Notes on the Handwritten SDK

  • Peer dependencies vs bundled dependencies: The age old dilemma of static vs dynamic linking. For user convenience I went for bundling zod but it would be nice to provide the option to use a shared version to save space.
  • SDK validation: to ensure that types are always safe, I've added runtime validation to the SDK. I mostly used GitHub copilot to write the validation code. This is a tradeoff between speed and correctness. To ensure the types are perfect aligned with the server I've added the command npm run test:brute-force-parse-records. It turns out some of the official documentation was inaccurate and there are some fields which are nullable.
  • Error handling: I always appreciate having predefined error codes which is why I have included PokeSDK.errorCode. I prefer error codes rather than instanceof checks since codes will survive JSON stringification which I've run into in the past.
  • NPM files: I've decided to include all the files in the NPM package. I always appreciate when the full source is available in the NPM package for debugging purposes.
  • HTTP client: I built a tiny isomorphic JSON HTTP client which meets the needs of this read-only JSON API. It uses XMLHttpRequest in the browser and https in node for maximum backwards compatibility. The main advantage is not having to ship Axios which saves ~30kb which is around 5x the size of the rest of the SDK. While I manually tested this client in the browser, automating these browser tests, like the node tests, would be preferable.
  • Single file: Decided to split code into multiple files.

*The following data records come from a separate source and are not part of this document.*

PR #3202, opened 2021-01-20
Move Volume Gizmo color from it's own panel to colors panel

alex-vazquez:
### Purpose of this PR
Moving `Volume Gizmo Color` from Preferences->Colors->SRP to Preferences->Colors (under group scene)

volumecolorgizmo

https://fogbugz.unity3d.com/f/cases/1307495

A new method has been added to allow easly adding colors to this panel. See `RegisterSceneColor`

---
### Testing status
Testing that volumes gizmo color are updated properly on both pipelines.

---
### Comments to reviewers
Need to add documentation(I was unable to see the if there were references to this color setting on the docs)

### DIFF
--- a/com.unity.render-pipelines.core/Runtime/Utilities/CoreRenderPipelinePreferences.cs
+++ b/com.unity.render-pipelines.core/Runtime/Utilities/CoreRenderPipelinePreferences.cs
@@ -44,10 +44,10 @@ namespace UnityEngine.Rendering
         }
 
         /// <summary>
-        /// Adds a <see cref="PrefColor"/> into the <b>Preferences > Colors</b> panel./>
+        /// Adds a <see cref="PrefColor"/> into the **Preferences > Colors** panel./>
         /// </summary>
-        /// <param name="name">The name the color has in the <b>Colors</b> panel. This is in the format of 'group/name'.</param>
-        /// <param name="defaultColor">The initial color to use for the new entry in the <b>Colors</b> panel. This is also the value Unity uses when it resets the colors to their defaults.</param>
+        /// <param name="name">The name the color has in the **Colors** panel. This is in the format of 'group/name'.</param>
+        /// <param name="defaultColor">The initial color to use for the new entry in the **Colors** panel. This is also the value Unity uses when it resets the colors to their defaults.</param>
         public static Func<Color> RegisterPreferenceColor(string name, Color defaultColor)
         {
             if (string.IsNullOrEmpty(name))


jenniferd-unity (commented):
I dont know enough about C# to be able to assess RegisterSceneColor. However, the PR was not explicit if this was tested under URP too. 
Also is there a test project for those kind of functionalities?

alex-vazquez:
@jenniferd-unity this works well on both URP & HDRP. I ignore if there is a test project for this. Maybe @RSlysz  or @martint-unity might know.

RSlysz:
Testing editor is hard. We have not full flexibility on this. I am not sur you can test that this while appears in the color panel. But you can test that the method/object you grab using reflection have not changed in signature with a unit test, which is a start.

martint-unity (approved):
LGTM

com.unity.render-pipelines.core/Runtime/Utilities/CoreRenderPipelinePreferences.cs
```diff
@@ -10,80 +15,54 @@ namespace UnityEngine.Rendering
...
+            {
+                Debug.LogError("Unable to find property `Color` on object `UnityEditor.PrefColor`");
+                return () => defaultColor;
+            }
+
+            s_ColorPref.Push(colorPref);
+
+            MemberExpression colorProperty = Expression.Property(Expression.Constant(colorPref, prefColorType), colorInfo);
+
+            return Expression.Lambda<Func<Color>>(colorProperty).Compile();
```
RSlysz, line 65: It appears I forgot a case in the initial implementation:
If we load a package that use this while the Preference > Color is open, I am not sur it will redraw.

So make sure you test this. And if it not redraws, that means you must explicitly check if it is open and redraw it after each ColorPref insertion. Ask me if you don't see how to do this.

com.unity.render-pipelines.core/Runtime/Utilities/CoreRenderPipelinePreferences.cs
```diff
@@ -10,80 +15,54 @@ namespace UnityEngine.Rendering
...
 
         static CoreRenderPipelinePreferences()
         {
-            Load();
+            GetColorPrefVolumeGizmoColor = RegisterSceneColor("Volume Gizmo", s_VolumeGizmoColorDefault);
         }
 
-        static void Load()
+        static readonly ConcurrentStack<object> s_ColorPref = new ConcurrentStack<object>();
+        internal static Func<Color> RegisterSceneColor(string name, Color defaultColor)
```
RSlysz, line 43: If this code is meant to be used in other SRP, we need a public access on this (example, how to use it for HDRP decals?) Otherelse, we will need to ammend this file each time or grabb this method with reflection in other SRP packages.

RSlysz (changes requested):
The ColorPref should not be reimplemented in each SRP. Here in case there is something only in one SRP, we need either to reimplement it inside ore amend the CoreRP file with information that is usefull only for one SRP. We should clarify this.

com.unity.render-pipelines.core/Runtime/Utilities/CoreRenderPipelinePreferences.cs
```diff
@@ -10,80 +15,60 @@ namespace UnityEngine.Rendering
...
+            PropertyInfo colorInfo = prefColorType.GetProperty("Color");
+
+            var colorPref = Activator.CreateInstance(prefColorType, name, defaultColor.r, defaultColor.g, defaultColor.b, defaultColor.a);
+            s_ColorPref.Push(colorPref);
+
+            MemberExpression colorProperty = Expression.Property(Expression.Constant(colorPref, prefColorType), colorInfo);
+
+            // Make sure that the new preference color is being loaded into the Preference/Colors panel
+            MethodInfo loadMethod = prefColorType.GetMethod("Load");
+            loadMethod.Invoke(colorPref, null);
```
RSlysz, line 68: Nice fix

RSlysz (approved):

com.unity.render-pipelines.core/Runtime/Utilities/CoreRenderPipelinePreferences.cs
```diff
@@ -10,80 +15,60 @@ namespace UnityEngine.Rendering
...
 
         static CoreRenderPipelinePreferences()
         {
-            Load();
+            GetColorPrefVolumeGizmoColor = RegisterPreferenceColor("Scene/Volume Gizmo", s_VolumeGizmoColorDefault);
         }
 
-        static void Load()
+        /// <summary>
+        /// This function provides a way of adding a <see cref="PrefColor"/> into the panel 'Preferences\Colors' />
```
JordanL8, line 47: Adds a <see cref="PrefColor"/> into the **Preferences > Colors** panel.

com.unity.render-pipelines.core/Runtime/Utilities/CoreRenderPipelinePreferences.cs
```diff
@@ -10,80 +15,60 @@ namespace UnityEngine.Rendering
...
+        /// </summary>
+        /// <param name="name">The name that the color will have on the panel, in form of 'group/name'</param>
```
JordanL8, line 49: The name the color has in the **Colors** panel. This is in the format of 'group/name'.

com.unity.render-pipelines.core/Runtime/Utilities/CoreRenderPipelinePreferences.cs
```diff
@@ -10,80 +15,60 @@ namespace UnityEngine.Rendering
...
+        /// <param name="defaultColor">Used for first time, and to restore the default value</param>
```
JordanL8, line 50: The initial color to use for the new entry in the **Colors** panel. This is also the value Unity uses when it resets the colors to their defaults.

JordanL8 (changes requested):

JordanL8:
Package API docs use markdown formatting within the main XML tags so you don't need to use \<b> etc... Can you replace the HTML with the markdown equivalent? I think this is only bold for these changes so \<b> > \*\* but for more information on formatting for package API docs, see [here](https://confluence.unity3d.com/pages/viewpage.action?spaceKey=DOCS&title=API+docs+content+and+formatting#heading-Formatting)

JordanL8:
Can you ping me when you've done this? ^^

JordanL8 (approved):

RemyUnity (approved):
LGTM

I think it's actually better from a user's perspective to have a single source file as it's easier to monkey patch. However, it's easier to maintain and should enable better tree shaking to have multiple files.
  • Documentation redundancy: The way I have implemented the SDK, the documentation is copied from the website and included in the JS Doc comments and the readme. This is terrible. Again, a central schema would be ideal.
  • Validation redundancy: The SDK and the server perform the same validation of inputs and outputs. Moving to a central schema which generates all of these runtime checks would be ideal.
  • Examples / test redundancy: The examples are almost the same code as the tests. Ideally there would be a single source of truth because it gives the user confidence that the examples are correct.
  • Tree-shaking and ESM: Although ESM compatible, something I didn't get to is, writing this as an ESM-first library as it should improve tree-shaking and future proof the SDK. I also would have liked to verify that tree-shaking is working as intended.

Notes on Openapi Generator SDK

  • Openapi.yaml: Instead of parsing the official documentation and generating the openapi.yaml I modified one somebody had made previously. Ideally there would be a script to regenerate the openapi.yaml from the official documentation. Or better yet the official documentation would be generated from the openapi.yaml.
  • Documentation: The generator didn't output valid documentation so it required manual tweaking. I've linked to the official documentation instead of copying the documentation into the README so it doesn't quickly become stale. For the same reason I've linked to the schemas rather than documenting the types.